Keluarga tidak bisa duduk di teras belakang mereka, dan hidup dalam kondisi senja permanent, dengan menutup tirai dan kerai.
Pada 23 Juli, Menteri Pendidikan Israel, Yoav Kish, mengumumkan bahwa risikonya terlalu besar dan sekolah di zona evakuasi, dalam jarak tiga mil dari perbatasan, tidak akan dibuka kembali bulan September ini.
Kemudian, pada 27 Juli, sebuah roket dari Lebanon menewaskan 12 anak di desa Arab Druze Majdal Shams di Dataran Tinggi Golan yang dikuasai Israel. Israel kemudian membunuh Fuad Shukr, seorang komandan Hezbollah senior, di Beirut. Dan pemimpin Hezbollah, Hassan Nasrallah, mengancam akan melakukan pembalasan atas pembunuhan Shukr, memicu ketakutan di kedua Israel dan Lebanon bahwa konflik lintas batas ini bisa berubah menjadi perang sepenuhnya.
Sekitar seminggu yang lalu, keluarga Bergman kembali pergi, pergi tinggal di Kibbutz Beit Alfa, 70 mil ke selatan. Berbicara kemudian lewat telepon, Pak Bergman mengatakan mereka sekarang merenungkan kembali masa depan mereka di Snir. Mereka akan melihat bagaimana perkembangan situasi dan menunggu badai yang akan datang, katanya.

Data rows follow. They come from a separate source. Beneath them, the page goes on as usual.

Issue #776, opened 2026-08-03
restart_comfyui drops Stability Matrix Git and FFmpeg environment, leaving server down


artokun:
### What happened / root cause
restart_comfyui stopped a healthy Stability Matrix-managed ComfyUI but failed to bring the API back within 60 seconds. The relaunch preserved argv but not the launcher environment. Reproducing the same venv + argv without Stability Matrix's PATH caused ComfyUI-Manager to abort with "Bad git executable"; after restoring PortableGit, FFMPEGA still reported FFmpeg/FFprobe absent. Stability Matrix supplies both from its Data/Assets folders rather than the system PATH.

### Steps to reproduce
1. Launch a Stability Matrix ComfyUI package with its bundled Python, PortableGit, and FFmpeg assets.
2. Confirm ComfyUI 0.30.0 is healthy on 127.0.0.1:8188.
3. Call restart_comfyui.
4. Observe stopped:true, started:false, ready:false after 60 probes.
5. Launch the captured venv and argv alone.
6. ComfyUI-Manager aborts with GitPython "Bad git executable".
7. Add C:/Stability Matrix/Data/PortableGit/cmd to PATH and GIT_PYTHON_GIT_EXECUTABLE; Manager loads, but FFMPEGA reports FFmpeg/FFprobe missing.
8. Also add C:/Stability Matrix/Data/Assets/ffmpeg/bin to PATH; ComfyUI becomes healthy and both missing-dependency errors disappear.

### Exact error
restart_comfyui: "ComfyUI process was launched but the API did not become ready after 59756ms (60/60 probes)."
ComfyUI log: "ImportError: Failed to initialize: Bad git executable."

### Fix
Applied locally: yes (runtime workaround only). Upstream-only code change: yes.
Working recovery launch:
- venv/Scripts/python.exe
- argv: main.py --preview-method auto --use-pytorch-cross-attention --enable-manager
- PATH prepended with Stability Matrix PortableGit/cmd and Assets/ffmpeg/bin
- GIT_PYTHON_GIT_EXECUTABLE set to PortableGit/cmd/git.exe
Verified: API reachable, Manager loaded via GitPython, FFMPEGA found FFmpeg, queue idle.

[...]

PR #1262, opened 2026-08-09
fix(start): a relaunch that exits 1 must say what the child printed

### LINKED ISSUE #1259: Stability Matrix restart stops ComfyUI but relaunch exits 1 without stderr
restart_comfyui action restart stopped a healthy local Stability Matrix ComfyUI, then its managed relaunch exited code 1. action start using the captured configuration failed identically. The result provides no child stdout/stderr, so the actual launch failure cannot be diagnosed and the user is left offline.

### Steps to reproduce
1. Local Stability Matrix ComfyUI at 127.0.0.1:8188.
2. call restart_comfyui action restart.
3. Server stops; managed relaunch exits code 1 after 60 failed probes.
4. call action start; same result.

### Exact error (scrubbed)
ComfyUI process was launched, but no readiness probe got a healthy response in 59626ms. The process this call launched EXITED (exit code 1).
Launch environment: Stability Matrix install detected; PortableGit injected; FFmpeg absent.

### Fix
Capture and return bounded child stdout/stderr and exact executable/argv/cwd for failed managed relaunches. Validate the captured Stability Matrix launch command before stopping the healthy server, or provide rollback/relaunch through the owning launcher.

### Environment
Windows 11 / ComfyUI 0.28.0 / RTX 3090 Ti 24GB / comfyui-mcp 0.50.71 / panel 0.11.51.

artokun:
Fixes #1259.

A Stability Matrix ComfyUI was stopped, its managed relaunch exited code 1, and the result carried no child stdout/stderr — so the user was left offline with nothing to diagnose from:

> ComfyUI process was launched, but no readiness probe got a healthy response in 59626ms. The process this call launched EXITED (exit code 1).

An exit code alone is the least actionable thing a failed launch can report, and the process printed the reason before dying.

Draft while I work it.

### DIFF
--- a/src/__tests__/services/launch-log-capture.test.ts
+++ b/src/__tests__/services/launch-log-capture.test.ts
@@ -1,0 +1,202 @@
+// #1259 — a relaunch that exits 1 said nothing about WHY.
+//
+// A Stability Matrix ComfyUI was stopped, its managed relaunch exited code 1,
+// and the whole report was:
+//
+//   ComfyUI process was launched, but no readiness probe got a healthy response
+//   in 59626ms. The process this call launched EXITED (exit code 1).
+//
+// The user was left offline with an exit code and nothing else — and the process
+// had already printed the reason, into `stdio: "ignore"`. An exit code alone is
+// the least actionable thing a failed launch can report.
+//
+// A FILE, not a pipe. The child is `detached` and expected to outlive us, so
+// piping means either draining forever or closing a descriptor the server may
+// still write to — and a closed pipe is an EPIPE that would kill a server which
+// was starting fine. A file descriptor stays valid whatever happens to this
+// process, which is what `"ignore"` was buying and what this had to keep.
+
+import { mkdtempSync, mkdirSync, writeFileSync, rmSync } from "node:fs";
+import { tmpdir } from "node:os";
+import { join } from "node:path";
+
+import { afterEach, beforeEach, describe, expect, it, vi } from "vitest";
+
+const HF = "hf_aBcD3fGh1jKlMnOpQrStUvWxYz";
+
+vi.mock("../../config.js", async () => {
+  const actual = await vi.importActual<typeof import("../../config.js")>("../../config.js");
+  return {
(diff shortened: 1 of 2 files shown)


artokun:
**Note on the one local test failure:** `download-manager-routing.test.ts > #420` fails on my machine, and it fails identically on a clean `origin/main` with my changes stashed — CI reports success for that same SHA. It is pre-existing and unrelated to this PR; filed with the evidence as #1263 rather than folded in here.

**Review note — codex is being skipped on this one.** It has been denied shell execution on four of the last six attempts, and the one time it ran to completion it produced a genuinely useful NO-SHIP. Rather than pretend, here is my own pass, disclosed:

1. **Why a file and not a pipe.** The child is `detached` and outlives this process. Piping means draining forever or closing a descriptor the server may still write to, and a closed pipe is an EPIPE that kills a server which was starting fine. A file descriptor survives whatever happens here — which is what `"ignore"` was buying and what this had to preserve.
2. **Does it change the child's behaviour?** Only where its output goes. Same `detached`, same `env`, same `cwd`, same `shell:false`, same `windowsHide`. The fd is inherited at spawn and this process never holds the stream.
3. **Can the logging break a launch?** No path propagates: `openLaunchLog` returns undefined on any throw and the spawn falls back to `"ignore"`; the read, the prune and the header write each swallow their own errors. That is deliberate — #776's rule is that leaving the server down is the one outcome worse than a degraded launch.
4. **Disk growth.** Written on every relaunch and nothing else deletes them, so the newest 10 are kept. Pruning failures are non-fatal.
5. **Secrets.** The tail and the header both go through `scrubLogLines`, the same redactor as `get_system_stats action:"logs"`. Pinned by a test with a configured token.
6. **Does the failure message actually carry it?** That was the one thing every behavioural test missed — deleting the delivery line killed nothing until the wiring was pinned at the source. Both connections (spawn → log, log → message) are now asserted.

Six mutations, five killed. The sixth removed a decorative header title; the exe/args/cwd it carries are pinned separately.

Komunitas seperti Snir didirikan puluhan tahun yang lalu oleh para pionir yang tangguh yang datang untuk bekerja di tanah perbatasan dan mendirikan kedaulatan Israel hingga ke setiap inci wilayah. Nasib mereka tidak pasti. Setelah dana pemerintah untuk akomodasi sementara habis, para pemimpin komunitas khawatir bahwa mereka yang kembali akan menjadi penduduk yang lebih lemah secara finansial yang memiliki pilihan lebih sedikit, dan bahwa banyak keluarga muda tidak akan kembali sama sekali.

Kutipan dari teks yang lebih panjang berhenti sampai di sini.